PR #661, opened 2023-01-05
Order of projects read from projects configuration directory

### LINKED ISSUE #647: Order of projects when using project configuration directory
Since #584/#585 it has been possible to use a project configuration directory (`projects.d` by default) to contain multiple project configuration files.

-----

__Required action__
In full and without error, restate the data.

__Response for this exercise__
PR #661, opened 2023-01-05
Order of projects read from projects configuration directory

### LINKED ISSUE #647: Order of projects when using project configuration directory
Since #584/#585 it has been possible to use a project configuration directory (`projects.d` by default) to contain multiple project configuration files.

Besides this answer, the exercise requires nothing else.